== Segment start ==

PR #321, opened 2015-10-07
remove Stream awareness from service:i18n

jamesarosen:
The only time that the `service:i18n` needs to expose a `localeStream` is when we're using the legacy helper (Ember 1.12). Therefore, instead of always having the service build that Stream, we use the initializer to set it up only when we're installing the legacy helper. This makes the library completely streamless on Ember 1.13+.

### DIFF
--- a/addon/stream.js
+++ b/addon/stream.js
@@ -2,13 +2,10 @@ import Ember from 'ember';
 
 // As of v1.12, Streams are still private API. Thus, we need to reach in to
 // Ember internals to get access to it.
-// After v2.1, the streams/stream module moved what was `Stream` to a named export and exported
-// a base class as `default`.
 //
 // See https://github.com/emberjs/ember.js/blob/v1.12.0/packages/ember-metal/lib/main.js#L384-L386
 // See https://github.com/emberjs/ember.js/pull/9693
 // See https://github.com/dockyard/ember-cli-i18n/blob/v0.0.6/addon/utils/stream.js
-// See https://github.com/emberjs/ember.js/blob/23258c1eadce4f52c814f0441c13880ddf896f31/packages/ember-metal/lib/streams/stream.js
-const streamModule = Ember.__loader.require('ember-metal/streams/stream');
-export default (streamModule.Stream || streamModule['default']);
-export var readHash = Ember.__loader.require('ember-metal/streams/utils').readHash;
+
+export default Ember.__loader.require('ember-metal/streams/stream')['default'];
+export const readHash = Ember.__loader.require('ember-metal/streams/utils').readHash;
--- a/app/instance-initializers/ember-i18n.js
+++ b/app/instance-initializers/ember-i18n.js
@@ -1,12 +1,24 @@
 import Ember from "ember";
+import Stream from 'ember-i18n/stream';
 import legacyHelper from "ember-i18n/legacy-helper";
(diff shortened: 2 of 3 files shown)


app/instance-initializers/ember-i18n.js
```diff
@@ -1,12 +1,24 @@
 import Ember from "ember";
+import Stream from 'ember-i18n/stream';
 import legacyHelper from "ember-i18n/legacy-helper";
 import ENV from '../config/environment';
 
 export default {
   name: 'ember-i18n',
 
-  initialize: function(instance) {
+  initialize: function({ container }) {
```
Kuzirashi: Curiosity: what will it do? container will be applicationInstance.container? Some kind of destructuring? Taking container as argument is deprecated, but you use here `{}` so that's why I'm asking. :) @jamesarosen

addon/stream.js
```diff
@@ -2,13 +2,10 @@ import Ember from 'ember';
...
 //
 // See https://github.com/emberjs/ember.js/blob/v1.12.0/packages/ember-metal/lib/main.js#L384-L386
 // See https://github.com/emberjs/ember.js/pull/9693
 // See https://github.com/dockyard/ember-cli-i18n/blob/v0.0.6/addon/utils/stream.js
-// See https://github.com/emberjs/ember.js/blob/23258c1eadce4f52c814f0441c13880ddf896f31/packages/ember-metal/lib/streams/stream.js
-const streamModule = Ember.__loader.require('ember-metal/streams/stream');
-export default (streamModule.Stream || streamModule['default']);
+
+export default Ember.__loader.require('ember-metal/streams/stream')['default'];
 export var readHash = Ember.__loader.require('ember-metal/streams/utils').readHash;
```
Kuzirashi: If you go so much ES6, you could use `const` here. :)

jamesarosen: Yeah, but I wasn't changing this line otherwise.

app/instance-initializers/ember-i18n.js
jamesarosen: This is an `instance-initializer` not an `initializer`, so it always receives an object that looks like `{ container: AContainer, ... }`. This destructuring pulls that property off of it.

Kuzirashi: Thank you for explanation and pointing a difference.

Kuzirashi: You can also consider using ES6 shorthand for declaring function:

`initialize: function({ container }) {` 

->

`initialize({ container }) {`

jamesarosen: Good catch. We use that extensively elsewhere in this project.

app/instance-initializers/ember-i18n.js
```diff
@@ -1,12 +1,24 @@
 import Ember from "ember";
+import Stream from 'ember-i18n/stream';
 import legacyHelper from "ember-i18n/legacy-helper";
 import ENV from '../config/environment';
 
 export default {
   name: 'ember-i18n',
 
-  initialize: function(instance) {
+  initialize({ container }) {
```
rwjblue: FYI - accessing `instance.container` will trigger a deprecation in 2.1.  Moving this destructuring down into the `if` below will ensure it is only ran on pre-1.13 (where `instance.container` is fine).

== Segment end ==

WHAT YOU WILL DO: Give every entry once more, exactly as it reads.

SOLVED PROBLEM:
PR #321, opened 2015-10-07
remove Stream awareness from service:i18n

jamesarosen:
The only time that the `service:i18n` needs to expose a `localeStream` is when we're using the legacy helper (Ember 1.12). Therefore, instead of always having the service build that Stream, we use the initializer to set it up only when we're installing the legacy helper. This makes the library completely streamless on Ember 1.13+.

### DIFF
--- a/addon/stream.js
+++ b/addon/stream.js
@@ -2,13 +2,10 @@ import Ember from 'ember';
 
 // As of v1.12, Streams are still private API. Thus, we need to reach in to
 // Ember internals to get access to it.
-// After v2.1, the streams/stream module moved what was `Stream` to a named export and exported
-// a base class as `default`.
 //
 // See https://github.com/emberjs/ember.js/blob/v1.12.0/packages/ember-metal/lib/main.js#L384-L386
 // See https://github.com/emberjs/ember.js/pull/9693
 // See https://github.com/dockyard/ember-cli-i18n/blob/v0.0.6/addon/utils/stream.js
-// See https://github.com/emberjs/ember.js/blob/23258c1eadce4f52c814f0441c13880ddf896f31/packages/ember-metal/lib/streams/stream.js
-const streamModule = Ember.__loader.require('ember-metal/streams/stream');
-export default (streamModule.Stream || streamModule['default']);
-export var readHash = Ember.__loader.require('ember-metal/streams/utils').readHash;
+
+export default Ember.__loader.require('ember-metal/streams/stream')['default'];
+export const readHash = Ember.__loader.require('ember-metal/streams/utils').readHash;
--- a/app/instance-initializers/ember-i18n.js
+++ b/app/instance-initializers/ember-i18n.js
@@ -1,12 +1,24 @@
 import Ember from "ember";
+import Stream from 'ember-i18n/stream';
 import legacyHelper from "ember-i18n/legacy-helper";
(diff shortened: 2 of 3 files shown)


app/instance-initializers/ember-i18n.js
```diff
@@ -1,12 +1,24 @@
 import Ember from "ember";
+import Stream from 'ember-i18n/stream';
 import legacyHelper from "ember-i18n/legacy-helper";
 import ENV from '../config/environment';
 
 export default {
   name: 'ember-i18n',
 
-  initialize: function(instance) {
+  initialize: function({ container }) {
```
Kuzirashi: Curiosity: what will it do? container will be applicationInstance.container? Some kind of destructuring? Taking container as argument is deprecated, but you use here `{}` so that's why I'm asking. :) @jamesarosen

addon/stream.js
```diff
@@ -2,13 +2,10 @@ import Ember from 'ember';
...
 //
 // See https://github.com/emberjs/ember.js/blob/v1.12.0/packages/ember-metal/lib/main.js#L384-L386
 // See https://github.com/emberjs/ember.js/pull/9693
 // See https://github.com/dockyard/ember-cli-i18n/blob/v0.0.6/addon/utils/stream.js
-// See https://github.com/emberjs/ember.js/blob/23258c1eadce4f52c814f0441c13880ddf896f31/packages/ember-metal/lib/streams/stream.js
-const streamModule = Ember.__loader.require('ember-metal/streams/stream');
-export default (streamModule.Stream || streamModule['default']);
+
+export default Ember.__loader.require('ember-metal/streams/stream')['default'];
 export var readHash = Ember.__loader.require('ember-metal/streams/utils').readHash;
```
Kuzirashi: If you go so much ES6, you could use `const` here. :)

jamesarosen: Yeah, but I wasn't changing this line otherwise.

app/instance-initializers/ember-i18n.js
jamesarosen: This is an `instance-initializer` not an `initializer`, so it always receives an object that looks like `{ container: AContainer, ... }`. This destructuring pulls that property off of it.

Kuzirashi: Thank you for explanation and pointing a difference.

Kuzirashi: You can also consider using ES6 shorthand for declaring function:

`initialize: function({ container }) {` 

->

`initialize({ container }) {`

jamesarosen: Good catch. We use that extensively elsewhere in this project.

app/instance-initializers/ember-i18n.js
```diff
@@ -1,12 +1,24 @@
 import Ember from "ember";
+import Stream from 'ember-i18n/stream';
 import legacyHelper from "ember-i18n/legacy-helper";
 import ENV from '../config/environment';
 
 export default {
   name: 'ember-i18n',
 
-  initialize: function(instance) {
+  initialize({ container }) {
```
rwjblue: FYI - accessing `instance.container` will trigger a deprecation in 2.1.  Moving this destructuring down into the `if` below will ensure it is only ran on pre-1.13 (where `instance.container` is fine).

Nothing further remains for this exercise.